We used to joke that if we had known the kind of work we were getting into, we probably wouldn’t have done it. It’s a lot of work. It was a lot of stressful work. Being a developer without any cash, we relied on government grants, you need to be patient, somehow you need to come up with the cash to do it, and it’s expensive. We raised $1.3 million for our own tenant improvements. The city won’t tell us how much they put in. That doesn’t include the volunteer labour that we put into it which would probably make this a $5 million development. And it was fast, only about four years. I didn’t have nearly as much grey hair before. It’s a steep learning curve and you have to be prepared for that. You need to surround yourself with solid people. The advice you get from professionals and your peers is really important and you have to be in for the long-haul. And you really have to be very clear about the story you want to tell. When you are directing, one of the things they say is that you tell the story that you are going to tell and through the entire process you keep telling everybody, what’s the story. You keep telling people, that’s the goal and eventually people figure it out and start working towards that goal at the same time.  Would I do it again? I don’t know if I’d volunteer again. I still think it’s incredibly important that we do this. Every time a small not for profit or community minded business creates something like this, we continue to write the story of what kind of community we want to be in. Otherwise, it’s getting to the point where it’s development by people who we have no access to.

There’s obviously a lot of pride and identity tied into this building. If they demolished this building, you’d be quite gutted wouldn’t you?

I’d be gutted but I’m enough of a pragmatist to know that could happen. There definitely would be a human cost.

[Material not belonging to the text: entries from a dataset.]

PR #307, opened 2021-12-08
Implement start_detached

ericniebler:
For the sake of completeness.

### DIFF
--- a/include/execution.hpp
+++ b/include/execution.hpp
@@ -21,6 +21,7 @@
 #include <cassert>
 #include <condition_variable>
 #include <stdexcept>
+#include <memory>
 #include <mutex>
 #include <optional>
 #include <tuple>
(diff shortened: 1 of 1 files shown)


kirkshoop (approved):

include/execution.hpp
```diff
@@ -838,50 +839,81 @@ namespace std::execution {
...
+            __operation* __op_state_;
+            // Forward all the receiver ops, and delete the operation state.
+            template <__one_of<set_value_t, set_error_t, set_done_t> _Tag, class... _As>
+              requires invocable<_Tag, _Receiver, _As...>
+            friend auto tag_invoke(_Tag __tag, __receiver&& __self, _As&&... __as)
+                noexcept(is_nothrow_invocable_v<_Tag, _Receiver, _As...>)
+                -> invoke_result_t<_Tag, _Receiver, _As...> {
+              // Delete the state as cleanup:
+              unique_ptr<__operation> __g{__self.__op_state_};
+              return __tag((_Receiver&&) __self.__op_state_->__rcvr_, (_As&&) __as...);
```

We put a lot of effort into this, we made decisions.  This building has lots of found parts. Someone had trim and veneer from another project and I thought I could use that here. You’re very aware of the costs – emotional, physical and financial. I look around and think that a lot of us don’t recognize the city you’ve lived in for the last 20 or 30 years. Those touchstones and landmarks are important to us. Cities need to be relatable and there’s a monotony to the buildings going in or there’s this starchitect that drops amazing buildings that look great in photos but the average person doesn’t relate to it.

What is the importance of artists in this city?

For most of the emerging or mid-level artists, they’re telling stories. They’re inherently important because it provides the inspiration and reason for being that’s about who we are, why we do it, what we strive for, is what artists are engaged in. Your average fabric shop is not engaged with why we do something or what the value is; but artists are concerned with the inherent nature of how art is asking those types of questions. And if you threaten the existence of that in your community or push it into a rarified stream of artists, then you’re not challenging or questioning the status quo. You’re eliminating that question from your social sphere and it’s lost. And there’s a lot of pandering over space and the cost of space, and the cost on the artist community; I know lots of artists who have left for various reasons and we need to be conscious of that. It was in the middle of this crisis that the Arts Factory emerged and, to offset the loss we’re seeing, I would like to see more organizations like the Arts Factory pop up.